> Material provided:
━━━
PR #338, opened 2026-04-20
Enforce coding style

Corniel:
Applied a bunch of IDE rules, to clean-up the code base.


src/Buildalyzer/Compiler/CompilerItems.cs
```diff
@@ -10,13 +10,11 @@ namespace Buildalyzer;
 [DebuggerTypeProxy(typeof(Diagnostics.CollectionDebugView<ITaskItem>))]
 public readonly struct CompilerItems(string key, IReadOnlyCollection<ITaskItem> values) : IReadOnlyCollection<ITaskItem>
 {
-    private readonly IReadOnlyCollection<ITaskItem> _values = values;
-
     /// <summary>Ghets the compiler item key.</summary>
```
slang25: Not your change, but while you're here
```suggestion
    /// <summary>Gets the compiler item key.</summary>
```

src/Buildalyzer/AnalyzerManager.cs
```diff
@@ -110,19 +110,13 @@ public IAnalyzerResults Analyze(string binLogPath, IEnumerable<Microsoft.Build.F
         };
     }
 
-    private IProjectAnalyzer? GetProject(IOPath path, ProjectInfo? project)
-    {
-        Guard.NotDefault(path);
-
-        if (!Guard.NotDefault(path).File()!.Exists)
+    private IProjectAnalyzer? GetProject(in IOPath path, ProjectInfo? project)
```
slang25: This goes for all `in IOPath` in this PR;

I find the `in` parameter on public methods a bit aesthetically weird. If it were on low level APIs or internal APIs then I'd be fine with it, but for prominent high-level methods like this, it should only exist if there's a real perf benefit.

I don't think there is a benefit here, because the struct has a single field, which is a string reference. So copying the struct would be the same cost as copying the reference to the struct, so perf wise it's exactly the same.

src/Buildalyzer/ProjectAnalyzer.cs
```diff
@@ -308,20 +307,16 @@ private string GetCommand(
...
-        if (string.IsNullOrEmpty(loggerDllPathEnv))
-        {
-            throw new ArgumentException($"The dll of {nameof(BuildalyzerLogger)} is required");
-        }
-
-        return loggerDllPathEnv;
-    }
+            { Length: > 0 } path => path,
+            _ when LoggerPathDll() is { Length: > 0 } path => path,
+            _ => throw new ArgumentException($"The dll of {nameof(BuildalyzerLogger)} is required"),
```
slang25: Not your change I know, but this should be a different exception type, `ArgumentException` are for argument preconditions,

tests/Buildalyzer.Tests/Compiler/CompilerCommandFixture.cs
```diff
@@ -123,43 +123,45 @@ public void Parse_VB()
...
+            --flaterrors
+            --highentropyva+
+            --targetprofile:netcore
+            --nocopyfsharpcore
+            --deterministic+
+            --simpleresolution
+            obj\Debug\netcoreapp3.1\.NETCoreApp,Version=v3.1.AssemblyAttributes.fs
+            obj\Debug\netcoreapp3.1\FSharpProject.AssemblyInfo.fs
+            Program.fs
+            """;
```
slang25, line 164: this makes me happy 😁

src/Buildalyzer/AnalyzerManager.cs
Corniel: @slang25 I guess you're right. I just blindly applied the suggestion. I'll roll it back.

src/Buildalyzer/ProjectAnalyzer.cs
Corniel: Yep. And I'm perfectly fine with change the Type here.

tests/Buildalyzer.Tests/Compiler/CompilerCommandFixture.cs
Corniel: Me too!

src/Buildalyzer/ProjectAnalyzer.cs
Corniel: I've changed it to `InvalidOperationException`

slang25 (approved):

Issue #10, opened 2017-12-29
Move from stock etree to lxml etree


wrznr:
It's superior (and offers full XPATH functionality).

cneud:
Agreed - better to do this sooner than later. http://lxml.de/api.html#lxml-etree has come handy in the past. 
[I'll look into it](https://github.com/cneud/pyocrd/tree/lxml).

wrznr:
Fixed via #12.

PR #12, opened 2018-02-13
change xml.etree to lxml.etree

cneud:
Seems as simple as replacing the import statement (at this early state of dev).


wrznr:
Resolves #10.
━━━
> About this exercise: Set down each entry again, unchanged.

> Task result:
PR #338, opened 2026-04-20
Enforce coding style

Corniel:
Applied a bunch of IDE rules, to clean-up the code base.


src/Buildalyzer/Compiler/CompilerItems.cs
```diff
@@ -10,13 +10,11 @@ namespace Buildalyzer;
 [DebuggerTypeProxy(typeof(Diagnostics.CollectionDebugView<ITaskItem>))]
 public readonly struct CompilerItems(string key, IReadOnlyCollection<ITaskItem> values) : IReadOnlyCollection<ITaskItem>
 {
-    private readonly IReadOnlyCollection<ITaskItem> _values = values;
-
     /// <summary>Ghets the compiler item key.</summary>
```
slang25: Not your change, but while you're here
```suggestion
    /// <summary>Gets the compiler item key.</summary>
```

src/Buildalyzer/AnalyzerManager.cs
```diff
@@ -110,19 +110,13 @@ public IAnalyzerResults Analyze(string binLogPath, IEnumerable<Microsoft.Build.F
         };
     }
 
-    private IProjectAnalyzer? GetProject(IOPath path, ProjectInfo? project)
-    {
-        Guard.NotDefault(path);
-
-        if (!Guard.NotDefault(path).File()!.Exists)
+    private IProjectAnalyzer? GetProject(in IOPath path, ProjectInfo? project)
```
slang25: This goes for all `in IOPath` in this PR;

I find the `in` parameter on public methods a bit aesthetically weird. If it were on low level APIs or internal APIs then I'd be fine with it, but for prominent high-level methods like this, it should only exist if there's a real perf benefit.

I don't think there is a benefit here, because the struct has a single field, which is a string reference. So copying the struct would be the same cost as copying the reference to the struct, so perf wise it's exactly the same.

src/Buildalyzer/ProjectAnalyzer.cs
```diff
@@ -308,20 +307,16 @@ private string GetCommand(
...
-        if (string.IsNullOrEmpty(loggerDllPathEnv))
-        {
-            throw new ArgumentException($"The dll of {nameof(BuildalyzerLogger)} is required");
-        }
-
-        return loggerDllPathEnv;
-    }
+            { Length: > 0 } path => path,
+            _ when LoggerPathDll() is { Length: > 0 } path => path,
+            _ => throw new ArgumentException($"The dll of {nameof(BuildalyzerLogger)} is required"),
```
slang25: Not your change I know, but this should be a different exception type, `ArgumentException` are for argument preconditions,

tests/Buildalyzer.Tests/Compiler/CompilerCommandFixture.cs
```diff
@@ -123,43 +123,45 @@ public void Parse_VB()
...
+            --flaterrors
+            --highentropyva+
+            --targetprofile:netcore
+            --nocopyfsharpcore
+            --deterministic+
+            --simpleresolution
+            obj\Debug\netcoreapp3.1\.NETCoreApp,Version=v3.1.AssemblyAttributes.fs
+            obj\Debug\netcoreapp3.1\FSharpProject.AssemblyInfo.fs
+            Program.fs
+            """;
```
slang25, line 164: this makes me happy 😁

src/Buildalyzer/AnalyzerManager.cs
Corniel: @slang25 I guess you're right. I just blindly applied the suggestion. I'll roll it back.

src/Buildalyzer/ProjectAnalyzer.cs
Corniel: Yep. And I'm perfectly fine with change the Type here.

tests/Buildalyzer.Tests/Compiler/CompilerCommandFixture.cs
Corniel: Me too!

src/Buildalyzer/ProjectAnalyzer.cs
Corniel: I've changed it to `InvalidOperationException`

slang25 (approved):

Issue #10, opened 2017-12-29
Move from stock etree to lxml etree


wrznr:
It's superior (and offers full XPATH functionality).

cneud:
Agreed - better to do this sooner than later. http://lxml.de/api.html#lxml-etree has come handy in the past. 
[I'll look into it](https://github.com/cneud/pyocrd/tree/lxml).

wrznr:
Fixed via #12.

PR #12, opened 2018-02-13
change xml.etree to lxml.etree

cneud:
Seems as simple as replacing the import statement (at this early state of dev).


wrznr:
Resolves #10.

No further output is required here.